REQUIRED ACTION: Go through the listing and return every line with "krakenjs" in it.

★ ★ ★ ★ ★ ★ ★

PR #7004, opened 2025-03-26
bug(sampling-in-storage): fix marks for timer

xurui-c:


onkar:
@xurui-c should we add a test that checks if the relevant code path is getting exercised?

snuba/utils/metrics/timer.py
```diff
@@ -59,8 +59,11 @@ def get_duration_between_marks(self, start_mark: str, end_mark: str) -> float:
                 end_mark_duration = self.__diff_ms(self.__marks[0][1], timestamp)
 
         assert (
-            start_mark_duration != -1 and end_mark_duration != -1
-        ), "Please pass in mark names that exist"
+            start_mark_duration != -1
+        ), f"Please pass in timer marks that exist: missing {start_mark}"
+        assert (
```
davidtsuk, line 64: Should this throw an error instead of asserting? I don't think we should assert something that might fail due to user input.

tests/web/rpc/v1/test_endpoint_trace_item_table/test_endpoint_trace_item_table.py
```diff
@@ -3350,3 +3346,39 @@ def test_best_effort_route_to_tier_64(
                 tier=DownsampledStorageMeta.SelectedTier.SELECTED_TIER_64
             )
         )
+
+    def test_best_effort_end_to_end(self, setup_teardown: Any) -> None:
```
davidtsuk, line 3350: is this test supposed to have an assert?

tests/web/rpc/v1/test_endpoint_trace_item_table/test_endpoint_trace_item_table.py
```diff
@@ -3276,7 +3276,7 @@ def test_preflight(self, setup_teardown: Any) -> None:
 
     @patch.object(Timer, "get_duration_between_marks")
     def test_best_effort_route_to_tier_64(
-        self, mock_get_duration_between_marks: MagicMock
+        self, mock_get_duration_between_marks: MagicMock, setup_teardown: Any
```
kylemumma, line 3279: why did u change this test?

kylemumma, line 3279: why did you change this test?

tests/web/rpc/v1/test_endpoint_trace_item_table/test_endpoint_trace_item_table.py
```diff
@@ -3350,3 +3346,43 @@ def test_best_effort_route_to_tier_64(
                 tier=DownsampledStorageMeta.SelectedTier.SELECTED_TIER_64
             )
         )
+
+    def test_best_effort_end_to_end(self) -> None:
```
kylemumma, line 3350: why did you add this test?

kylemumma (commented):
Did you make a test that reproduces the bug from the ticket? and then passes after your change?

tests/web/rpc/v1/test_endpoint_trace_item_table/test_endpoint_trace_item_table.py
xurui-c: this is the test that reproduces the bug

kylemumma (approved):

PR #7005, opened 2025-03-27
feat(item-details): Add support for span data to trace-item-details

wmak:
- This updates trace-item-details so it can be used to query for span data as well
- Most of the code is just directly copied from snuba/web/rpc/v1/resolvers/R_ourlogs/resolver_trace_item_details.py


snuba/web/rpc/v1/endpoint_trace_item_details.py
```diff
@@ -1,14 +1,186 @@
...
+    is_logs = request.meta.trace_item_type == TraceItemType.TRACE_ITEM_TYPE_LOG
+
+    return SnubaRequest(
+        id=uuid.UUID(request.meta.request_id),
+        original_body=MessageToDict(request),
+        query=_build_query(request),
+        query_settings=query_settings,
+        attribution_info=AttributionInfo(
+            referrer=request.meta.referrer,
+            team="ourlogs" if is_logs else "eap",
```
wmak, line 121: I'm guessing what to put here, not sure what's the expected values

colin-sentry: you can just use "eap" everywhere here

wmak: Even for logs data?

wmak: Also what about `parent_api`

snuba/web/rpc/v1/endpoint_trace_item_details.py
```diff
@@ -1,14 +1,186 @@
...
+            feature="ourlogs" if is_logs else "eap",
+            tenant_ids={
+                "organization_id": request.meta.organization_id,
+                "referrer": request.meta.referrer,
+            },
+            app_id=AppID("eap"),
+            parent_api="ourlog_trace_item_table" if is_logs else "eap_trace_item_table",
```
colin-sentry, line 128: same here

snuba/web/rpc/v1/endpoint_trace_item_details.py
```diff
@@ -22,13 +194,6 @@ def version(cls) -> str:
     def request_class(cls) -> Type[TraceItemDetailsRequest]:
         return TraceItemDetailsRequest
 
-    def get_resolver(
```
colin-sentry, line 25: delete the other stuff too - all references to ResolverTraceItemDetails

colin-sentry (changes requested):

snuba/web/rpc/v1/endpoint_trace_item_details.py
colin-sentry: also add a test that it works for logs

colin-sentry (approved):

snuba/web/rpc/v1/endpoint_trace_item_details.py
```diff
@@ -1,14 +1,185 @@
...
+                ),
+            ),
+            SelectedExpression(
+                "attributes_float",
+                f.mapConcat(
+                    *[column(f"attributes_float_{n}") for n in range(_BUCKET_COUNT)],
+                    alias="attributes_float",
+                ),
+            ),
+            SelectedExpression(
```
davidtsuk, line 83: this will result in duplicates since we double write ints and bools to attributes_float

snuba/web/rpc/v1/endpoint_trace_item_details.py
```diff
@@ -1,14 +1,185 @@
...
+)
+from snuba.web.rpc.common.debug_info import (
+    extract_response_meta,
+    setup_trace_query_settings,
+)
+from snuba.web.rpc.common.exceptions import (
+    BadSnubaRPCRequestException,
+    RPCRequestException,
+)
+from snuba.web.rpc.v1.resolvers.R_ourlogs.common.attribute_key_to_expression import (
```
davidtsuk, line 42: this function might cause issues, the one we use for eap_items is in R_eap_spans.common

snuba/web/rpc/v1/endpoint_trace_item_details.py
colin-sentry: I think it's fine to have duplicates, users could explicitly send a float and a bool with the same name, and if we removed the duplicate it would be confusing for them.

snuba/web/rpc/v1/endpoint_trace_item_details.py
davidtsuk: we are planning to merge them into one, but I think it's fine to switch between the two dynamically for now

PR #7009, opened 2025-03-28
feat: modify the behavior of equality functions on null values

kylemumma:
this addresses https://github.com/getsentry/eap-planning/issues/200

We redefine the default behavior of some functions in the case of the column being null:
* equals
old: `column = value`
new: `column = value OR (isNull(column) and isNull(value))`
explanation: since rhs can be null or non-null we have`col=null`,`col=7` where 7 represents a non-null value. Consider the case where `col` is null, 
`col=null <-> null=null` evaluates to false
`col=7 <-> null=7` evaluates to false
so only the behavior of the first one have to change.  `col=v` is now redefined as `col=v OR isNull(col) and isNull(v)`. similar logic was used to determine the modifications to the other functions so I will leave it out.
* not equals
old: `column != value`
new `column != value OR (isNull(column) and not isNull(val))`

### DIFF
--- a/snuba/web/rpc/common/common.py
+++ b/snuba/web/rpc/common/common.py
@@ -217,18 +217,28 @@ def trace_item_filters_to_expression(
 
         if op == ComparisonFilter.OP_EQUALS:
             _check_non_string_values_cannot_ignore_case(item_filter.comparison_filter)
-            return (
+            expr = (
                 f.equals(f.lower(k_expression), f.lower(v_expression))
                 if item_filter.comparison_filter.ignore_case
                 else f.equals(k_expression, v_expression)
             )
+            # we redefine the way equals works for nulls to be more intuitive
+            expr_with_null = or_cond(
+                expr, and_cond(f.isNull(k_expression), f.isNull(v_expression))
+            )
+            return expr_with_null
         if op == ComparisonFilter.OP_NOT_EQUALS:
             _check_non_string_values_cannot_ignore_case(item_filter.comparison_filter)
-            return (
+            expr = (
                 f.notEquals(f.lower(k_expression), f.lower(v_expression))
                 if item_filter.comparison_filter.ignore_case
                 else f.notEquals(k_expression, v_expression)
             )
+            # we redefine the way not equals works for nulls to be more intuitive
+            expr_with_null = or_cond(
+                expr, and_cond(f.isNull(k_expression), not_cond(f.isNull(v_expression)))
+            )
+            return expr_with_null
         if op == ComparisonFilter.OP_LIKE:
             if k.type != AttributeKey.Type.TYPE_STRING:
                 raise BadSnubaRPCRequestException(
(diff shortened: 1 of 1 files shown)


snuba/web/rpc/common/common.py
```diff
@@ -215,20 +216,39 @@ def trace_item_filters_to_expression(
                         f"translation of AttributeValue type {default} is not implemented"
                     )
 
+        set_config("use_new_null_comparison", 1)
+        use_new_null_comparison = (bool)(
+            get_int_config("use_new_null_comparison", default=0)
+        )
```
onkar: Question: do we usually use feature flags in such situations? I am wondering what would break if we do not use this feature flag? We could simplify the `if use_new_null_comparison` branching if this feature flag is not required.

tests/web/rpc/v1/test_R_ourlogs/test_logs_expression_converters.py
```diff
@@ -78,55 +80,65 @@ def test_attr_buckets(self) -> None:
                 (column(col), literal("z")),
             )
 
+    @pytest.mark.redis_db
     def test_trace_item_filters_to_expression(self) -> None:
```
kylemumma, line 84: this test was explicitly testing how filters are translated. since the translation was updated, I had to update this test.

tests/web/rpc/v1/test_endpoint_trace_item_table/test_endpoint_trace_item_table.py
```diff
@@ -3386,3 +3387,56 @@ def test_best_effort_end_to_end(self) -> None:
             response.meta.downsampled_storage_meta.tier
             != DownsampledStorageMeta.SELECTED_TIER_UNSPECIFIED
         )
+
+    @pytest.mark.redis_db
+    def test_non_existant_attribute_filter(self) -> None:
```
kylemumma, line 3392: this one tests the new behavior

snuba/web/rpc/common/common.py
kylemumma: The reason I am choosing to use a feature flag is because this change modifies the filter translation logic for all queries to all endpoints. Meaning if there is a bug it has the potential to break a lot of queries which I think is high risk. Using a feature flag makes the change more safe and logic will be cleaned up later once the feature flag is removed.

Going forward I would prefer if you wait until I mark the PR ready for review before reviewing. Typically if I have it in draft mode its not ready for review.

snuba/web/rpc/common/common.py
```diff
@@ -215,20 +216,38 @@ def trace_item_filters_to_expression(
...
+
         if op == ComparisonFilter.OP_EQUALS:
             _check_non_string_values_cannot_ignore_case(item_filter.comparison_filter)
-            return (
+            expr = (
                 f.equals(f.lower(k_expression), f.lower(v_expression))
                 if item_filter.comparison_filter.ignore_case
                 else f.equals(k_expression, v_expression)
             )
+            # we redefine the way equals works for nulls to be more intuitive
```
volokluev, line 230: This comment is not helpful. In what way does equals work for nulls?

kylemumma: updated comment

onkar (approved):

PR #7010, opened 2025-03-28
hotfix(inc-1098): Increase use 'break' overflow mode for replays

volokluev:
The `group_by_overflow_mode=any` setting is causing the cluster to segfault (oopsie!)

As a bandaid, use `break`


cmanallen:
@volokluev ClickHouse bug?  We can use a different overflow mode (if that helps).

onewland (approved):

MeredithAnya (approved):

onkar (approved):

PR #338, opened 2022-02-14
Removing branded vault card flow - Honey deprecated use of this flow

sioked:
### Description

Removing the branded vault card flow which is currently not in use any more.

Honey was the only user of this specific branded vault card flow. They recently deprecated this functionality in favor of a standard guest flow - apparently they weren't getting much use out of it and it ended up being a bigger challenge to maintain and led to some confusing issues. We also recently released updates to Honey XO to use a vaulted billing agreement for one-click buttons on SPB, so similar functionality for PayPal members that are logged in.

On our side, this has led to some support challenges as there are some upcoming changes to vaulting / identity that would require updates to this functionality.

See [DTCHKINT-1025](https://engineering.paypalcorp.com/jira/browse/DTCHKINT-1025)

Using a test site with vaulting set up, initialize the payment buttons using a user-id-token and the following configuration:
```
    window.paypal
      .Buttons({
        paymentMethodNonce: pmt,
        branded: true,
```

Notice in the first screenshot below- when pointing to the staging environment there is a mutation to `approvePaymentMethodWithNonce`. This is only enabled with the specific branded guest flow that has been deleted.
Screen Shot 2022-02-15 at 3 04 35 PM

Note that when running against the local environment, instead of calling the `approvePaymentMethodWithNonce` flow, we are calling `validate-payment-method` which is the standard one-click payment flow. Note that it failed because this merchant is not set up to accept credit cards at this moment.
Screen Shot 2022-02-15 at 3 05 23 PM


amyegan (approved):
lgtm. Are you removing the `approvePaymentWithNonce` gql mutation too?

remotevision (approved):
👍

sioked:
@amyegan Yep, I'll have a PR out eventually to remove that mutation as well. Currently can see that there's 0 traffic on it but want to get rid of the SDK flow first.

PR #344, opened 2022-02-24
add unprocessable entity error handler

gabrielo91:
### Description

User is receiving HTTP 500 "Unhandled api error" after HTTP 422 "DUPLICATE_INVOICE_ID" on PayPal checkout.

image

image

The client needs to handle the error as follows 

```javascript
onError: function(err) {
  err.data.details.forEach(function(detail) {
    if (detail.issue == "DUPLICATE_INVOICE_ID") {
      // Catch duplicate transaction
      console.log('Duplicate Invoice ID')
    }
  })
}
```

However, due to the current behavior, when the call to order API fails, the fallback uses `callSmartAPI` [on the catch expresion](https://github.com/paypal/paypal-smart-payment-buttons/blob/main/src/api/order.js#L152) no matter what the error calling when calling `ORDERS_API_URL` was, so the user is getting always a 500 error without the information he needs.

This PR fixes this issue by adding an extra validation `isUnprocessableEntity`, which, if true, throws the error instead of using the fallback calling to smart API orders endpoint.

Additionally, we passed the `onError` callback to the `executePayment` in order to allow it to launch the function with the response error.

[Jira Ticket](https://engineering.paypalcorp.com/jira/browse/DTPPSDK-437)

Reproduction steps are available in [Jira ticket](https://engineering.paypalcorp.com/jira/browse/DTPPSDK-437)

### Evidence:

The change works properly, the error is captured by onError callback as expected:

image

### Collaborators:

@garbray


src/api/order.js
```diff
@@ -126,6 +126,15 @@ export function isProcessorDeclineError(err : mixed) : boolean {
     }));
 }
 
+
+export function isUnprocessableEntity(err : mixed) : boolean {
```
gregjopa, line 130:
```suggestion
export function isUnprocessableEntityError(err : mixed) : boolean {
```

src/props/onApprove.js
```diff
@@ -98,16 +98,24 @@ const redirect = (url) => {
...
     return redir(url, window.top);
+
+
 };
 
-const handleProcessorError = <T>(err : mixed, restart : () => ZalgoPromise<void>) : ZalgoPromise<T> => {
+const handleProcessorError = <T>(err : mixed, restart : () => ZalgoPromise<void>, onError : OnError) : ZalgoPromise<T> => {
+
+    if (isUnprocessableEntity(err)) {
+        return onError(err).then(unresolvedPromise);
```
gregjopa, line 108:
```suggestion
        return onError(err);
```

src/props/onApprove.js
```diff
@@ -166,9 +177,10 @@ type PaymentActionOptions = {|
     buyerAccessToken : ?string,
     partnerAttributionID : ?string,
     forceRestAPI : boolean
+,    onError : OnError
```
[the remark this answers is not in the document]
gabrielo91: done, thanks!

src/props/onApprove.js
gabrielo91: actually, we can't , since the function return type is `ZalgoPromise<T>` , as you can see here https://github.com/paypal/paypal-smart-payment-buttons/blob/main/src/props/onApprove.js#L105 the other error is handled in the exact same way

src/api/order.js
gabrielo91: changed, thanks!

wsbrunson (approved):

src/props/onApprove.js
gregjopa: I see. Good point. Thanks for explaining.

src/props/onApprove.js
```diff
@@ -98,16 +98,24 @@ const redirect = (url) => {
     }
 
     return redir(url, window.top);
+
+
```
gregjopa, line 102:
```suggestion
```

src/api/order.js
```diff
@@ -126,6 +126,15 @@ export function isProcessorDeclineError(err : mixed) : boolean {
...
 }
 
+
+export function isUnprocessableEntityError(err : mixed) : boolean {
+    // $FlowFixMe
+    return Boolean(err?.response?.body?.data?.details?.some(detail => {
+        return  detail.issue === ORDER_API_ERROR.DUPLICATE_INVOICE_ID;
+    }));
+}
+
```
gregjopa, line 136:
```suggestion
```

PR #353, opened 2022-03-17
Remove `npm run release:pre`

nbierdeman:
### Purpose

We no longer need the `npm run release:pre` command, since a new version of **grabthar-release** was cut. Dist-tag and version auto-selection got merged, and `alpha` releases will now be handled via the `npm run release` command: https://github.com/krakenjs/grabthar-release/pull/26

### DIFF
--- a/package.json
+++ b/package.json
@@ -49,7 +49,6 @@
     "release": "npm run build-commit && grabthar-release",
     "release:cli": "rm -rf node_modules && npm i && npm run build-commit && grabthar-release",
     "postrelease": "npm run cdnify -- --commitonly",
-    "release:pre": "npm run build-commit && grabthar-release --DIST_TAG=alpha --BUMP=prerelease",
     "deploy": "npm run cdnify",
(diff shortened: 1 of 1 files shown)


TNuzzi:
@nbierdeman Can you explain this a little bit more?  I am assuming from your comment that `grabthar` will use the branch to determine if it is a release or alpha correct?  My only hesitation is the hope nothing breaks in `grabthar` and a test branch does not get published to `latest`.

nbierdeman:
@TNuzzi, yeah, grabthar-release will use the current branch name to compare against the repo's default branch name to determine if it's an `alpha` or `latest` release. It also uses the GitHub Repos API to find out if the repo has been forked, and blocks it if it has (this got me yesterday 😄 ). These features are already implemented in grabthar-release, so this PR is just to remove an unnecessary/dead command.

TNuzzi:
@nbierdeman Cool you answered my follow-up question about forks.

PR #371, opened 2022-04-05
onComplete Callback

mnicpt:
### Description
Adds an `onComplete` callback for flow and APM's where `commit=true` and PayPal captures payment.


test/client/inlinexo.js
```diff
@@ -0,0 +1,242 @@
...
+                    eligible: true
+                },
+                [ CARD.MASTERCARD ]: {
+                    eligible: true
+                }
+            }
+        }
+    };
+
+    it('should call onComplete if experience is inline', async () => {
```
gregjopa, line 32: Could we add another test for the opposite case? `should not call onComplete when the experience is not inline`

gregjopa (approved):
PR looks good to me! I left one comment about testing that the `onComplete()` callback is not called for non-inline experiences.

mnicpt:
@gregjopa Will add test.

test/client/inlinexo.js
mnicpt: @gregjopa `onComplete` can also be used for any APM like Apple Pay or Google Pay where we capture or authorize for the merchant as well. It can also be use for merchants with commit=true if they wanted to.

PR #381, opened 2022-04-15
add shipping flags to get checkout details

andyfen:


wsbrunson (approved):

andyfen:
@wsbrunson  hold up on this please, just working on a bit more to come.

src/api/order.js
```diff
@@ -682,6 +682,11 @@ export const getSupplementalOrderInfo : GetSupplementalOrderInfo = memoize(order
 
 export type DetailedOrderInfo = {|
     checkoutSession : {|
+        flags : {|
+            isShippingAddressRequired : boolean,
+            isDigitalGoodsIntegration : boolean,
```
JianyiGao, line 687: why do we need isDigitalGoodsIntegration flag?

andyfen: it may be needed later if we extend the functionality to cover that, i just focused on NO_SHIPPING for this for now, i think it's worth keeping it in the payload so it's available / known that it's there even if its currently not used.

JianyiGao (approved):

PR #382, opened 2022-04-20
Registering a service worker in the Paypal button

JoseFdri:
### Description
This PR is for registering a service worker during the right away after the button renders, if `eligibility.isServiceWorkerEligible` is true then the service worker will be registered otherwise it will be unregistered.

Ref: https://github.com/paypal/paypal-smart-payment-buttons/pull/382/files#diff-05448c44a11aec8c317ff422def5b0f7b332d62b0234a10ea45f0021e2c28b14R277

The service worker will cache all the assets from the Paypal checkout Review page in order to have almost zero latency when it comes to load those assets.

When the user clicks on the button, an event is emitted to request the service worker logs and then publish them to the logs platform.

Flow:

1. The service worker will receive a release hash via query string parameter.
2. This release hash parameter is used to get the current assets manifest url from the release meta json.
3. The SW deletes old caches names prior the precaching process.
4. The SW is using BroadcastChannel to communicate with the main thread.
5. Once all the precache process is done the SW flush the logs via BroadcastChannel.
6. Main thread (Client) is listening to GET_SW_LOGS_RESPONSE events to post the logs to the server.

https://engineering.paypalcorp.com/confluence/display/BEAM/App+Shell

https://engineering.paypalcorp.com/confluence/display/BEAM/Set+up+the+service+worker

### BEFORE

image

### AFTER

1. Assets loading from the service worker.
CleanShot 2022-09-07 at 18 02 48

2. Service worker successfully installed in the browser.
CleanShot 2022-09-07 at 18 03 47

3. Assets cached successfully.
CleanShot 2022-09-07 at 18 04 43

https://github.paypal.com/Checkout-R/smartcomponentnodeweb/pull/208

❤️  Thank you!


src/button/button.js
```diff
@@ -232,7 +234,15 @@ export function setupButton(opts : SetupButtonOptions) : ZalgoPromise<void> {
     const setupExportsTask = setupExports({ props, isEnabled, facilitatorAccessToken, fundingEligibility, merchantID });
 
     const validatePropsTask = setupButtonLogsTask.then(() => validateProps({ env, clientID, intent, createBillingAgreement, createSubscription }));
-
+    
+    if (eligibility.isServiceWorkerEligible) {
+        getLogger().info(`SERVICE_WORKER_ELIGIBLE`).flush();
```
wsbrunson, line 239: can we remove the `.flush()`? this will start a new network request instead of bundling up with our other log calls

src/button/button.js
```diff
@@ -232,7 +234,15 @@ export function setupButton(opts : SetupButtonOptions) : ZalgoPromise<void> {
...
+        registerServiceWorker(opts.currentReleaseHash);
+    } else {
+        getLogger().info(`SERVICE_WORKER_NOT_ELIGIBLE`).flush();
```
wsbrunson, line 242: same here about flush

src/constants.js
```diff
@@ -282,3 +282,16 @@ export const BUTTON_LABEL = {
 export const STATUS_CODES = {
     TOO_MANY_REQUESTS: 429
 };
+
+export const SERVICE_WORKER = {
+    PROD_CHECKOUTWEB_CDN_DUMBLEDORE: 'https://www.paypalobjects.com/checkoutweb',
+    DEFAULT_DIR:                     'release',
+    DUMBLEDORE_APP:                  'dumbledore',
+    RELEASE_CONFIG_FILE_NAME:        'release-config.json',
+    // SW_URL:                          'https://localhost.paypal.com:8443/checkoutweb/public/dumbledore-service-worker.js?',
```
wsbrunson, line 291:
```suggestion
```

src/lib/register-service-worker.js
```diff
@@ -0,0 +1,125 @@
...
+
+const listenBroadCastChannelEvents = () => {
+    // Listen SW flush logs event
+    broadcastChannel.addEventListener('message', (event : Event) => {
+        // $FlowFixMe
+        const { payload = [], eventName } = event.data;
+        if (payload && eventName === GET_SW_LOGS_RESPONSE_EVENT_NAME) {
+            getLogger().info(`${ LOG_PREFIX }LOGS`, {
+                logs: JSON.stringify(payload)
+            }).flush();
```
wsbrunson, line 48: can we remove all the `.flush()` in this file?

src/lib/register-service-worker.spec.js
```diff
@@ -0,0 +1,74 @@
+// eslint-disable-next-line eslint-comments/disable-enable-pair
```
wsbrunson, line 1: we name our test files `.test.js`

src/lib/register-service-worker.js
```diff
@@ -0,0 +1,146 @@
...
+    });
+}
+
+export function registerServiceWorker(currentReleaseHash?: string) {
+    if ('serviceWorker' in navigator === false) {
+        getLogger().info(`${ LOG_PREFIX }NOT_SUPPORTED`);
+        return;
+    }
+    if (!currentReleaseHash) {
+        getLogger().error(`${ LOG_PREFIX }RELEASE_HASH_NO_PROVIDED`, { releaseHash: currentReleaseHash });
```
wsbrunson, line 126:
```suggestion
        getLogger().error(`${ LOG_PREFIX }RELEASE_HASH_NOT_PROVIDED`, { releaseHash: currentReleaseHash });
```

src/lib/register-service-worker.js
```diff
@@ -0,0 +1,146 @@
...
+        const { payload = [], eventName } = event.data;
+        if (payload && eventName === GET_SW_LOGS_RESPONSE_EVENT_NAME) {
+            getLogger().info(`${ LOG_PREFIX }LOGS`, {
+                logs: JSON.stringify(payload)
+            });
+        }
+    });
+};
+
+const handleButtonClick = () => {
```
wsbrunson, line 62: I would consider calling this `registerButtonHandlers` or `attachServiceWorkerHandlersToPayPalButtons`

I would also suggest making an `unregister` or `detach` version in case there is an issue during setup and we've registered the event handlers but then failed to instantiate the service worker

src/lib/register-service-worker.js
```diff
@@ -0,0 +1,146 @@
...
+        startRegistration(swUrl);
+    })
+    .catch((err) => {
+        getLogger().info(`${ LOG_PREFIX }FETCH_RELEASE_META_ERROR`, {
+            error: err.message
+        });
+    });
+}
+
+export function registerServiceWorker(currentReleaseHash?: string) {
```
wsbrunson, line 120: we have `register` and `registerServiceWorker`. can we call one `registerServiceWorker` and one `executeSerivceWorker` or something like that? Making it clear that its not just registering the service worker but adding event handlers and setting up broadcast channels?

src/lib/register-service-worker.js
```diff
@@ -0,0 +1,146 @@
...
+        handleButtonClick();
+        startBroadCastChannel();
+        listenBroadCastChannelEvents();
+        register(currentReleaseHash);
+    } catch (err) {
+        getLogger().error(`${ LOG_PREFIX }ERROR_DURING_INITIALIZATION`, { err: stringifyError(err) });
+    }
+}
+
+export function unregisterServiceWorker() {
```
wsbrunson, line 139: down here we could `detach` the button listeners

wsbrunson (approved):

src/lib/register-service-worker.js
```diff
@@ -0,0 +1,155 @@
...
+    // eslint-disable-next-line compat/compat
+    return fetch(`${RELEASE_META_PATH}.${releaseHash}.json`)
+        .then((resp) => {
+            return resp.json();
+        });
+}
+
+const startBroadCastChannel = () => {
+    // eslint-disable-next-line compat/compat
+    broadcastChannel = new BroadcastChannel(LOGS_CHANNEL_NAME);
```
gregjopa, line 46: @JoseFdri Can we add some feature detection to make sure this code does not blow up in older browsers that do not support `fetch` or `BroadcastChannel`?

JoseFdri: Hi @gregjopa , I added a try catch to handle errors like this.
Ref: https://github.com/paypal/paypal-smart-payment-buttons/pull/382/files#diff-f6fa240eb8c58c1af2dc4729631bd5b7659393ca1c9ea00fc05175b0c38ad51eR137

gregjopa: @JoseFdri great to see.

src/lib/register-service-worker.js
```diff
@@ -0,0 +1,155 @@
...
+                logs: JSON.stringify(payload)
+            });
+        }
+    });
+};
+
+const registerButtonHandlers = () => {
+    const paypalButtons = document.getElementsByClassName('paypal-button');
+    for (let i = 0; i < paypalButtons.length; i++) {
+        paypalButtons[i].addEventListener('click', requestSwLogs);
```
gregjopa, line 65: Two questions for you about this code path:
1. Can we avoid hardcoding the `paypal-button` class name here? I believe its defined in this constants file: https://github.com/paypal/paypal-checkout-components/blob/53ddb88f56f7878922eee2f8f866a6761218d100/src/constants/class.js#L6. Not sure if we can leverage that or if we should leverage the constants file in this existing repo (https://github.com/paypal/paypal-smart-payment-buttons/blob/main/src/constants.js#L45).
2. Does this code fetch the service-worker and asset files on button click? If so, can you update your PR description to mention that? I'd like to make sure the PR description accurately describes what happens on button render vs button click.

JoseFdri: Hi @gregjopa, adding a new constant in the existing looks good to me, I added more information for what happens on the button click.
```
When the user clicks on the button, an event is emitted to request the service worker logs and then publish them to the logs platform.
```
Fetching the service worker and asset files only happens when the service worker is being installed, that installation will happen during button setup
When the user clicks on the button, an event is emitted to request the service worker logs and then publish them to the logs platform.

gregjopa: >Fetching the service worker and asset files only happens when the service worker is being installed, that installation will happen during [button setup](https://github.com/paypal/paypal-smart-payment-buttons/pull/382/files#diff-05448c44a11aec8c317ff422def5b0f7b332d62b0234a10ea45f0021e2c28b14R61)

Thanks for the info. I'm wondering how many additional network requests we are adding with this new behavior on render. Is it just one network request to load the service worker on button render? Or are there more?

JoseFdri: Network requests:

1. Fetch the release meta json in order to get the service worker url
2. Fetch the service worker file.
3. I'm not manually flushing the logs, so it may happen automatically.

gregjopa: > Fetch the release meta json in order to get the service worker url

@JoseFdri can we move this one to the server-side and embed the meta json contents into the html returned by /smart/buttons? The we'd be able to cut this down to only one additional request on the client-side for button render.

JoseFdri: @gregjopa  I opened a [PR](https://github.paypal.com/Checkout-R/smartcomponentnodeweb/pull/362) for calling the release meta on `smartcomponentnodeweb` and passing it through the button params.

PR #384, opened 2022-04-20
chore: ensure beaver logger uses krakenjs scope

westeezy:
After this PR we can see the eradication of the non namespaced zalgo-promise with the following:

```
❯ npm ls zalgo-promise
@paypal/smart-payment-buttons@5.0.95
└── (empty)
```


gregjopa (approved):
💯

★ ★ ★ ★ ★ ★ ★

PROBLEM SOLUTION:
We no longer need the `npm run release:pre` command, since a new version of **grabthar-release** was cut. Dist-tag and version auto-selection got merged, and `alpha` releases will now be handled via the `npm run release` command: https://github.com/krakenjs/grabthar-release/pull/26
chore: ensure beaver logger uses krakenjs scope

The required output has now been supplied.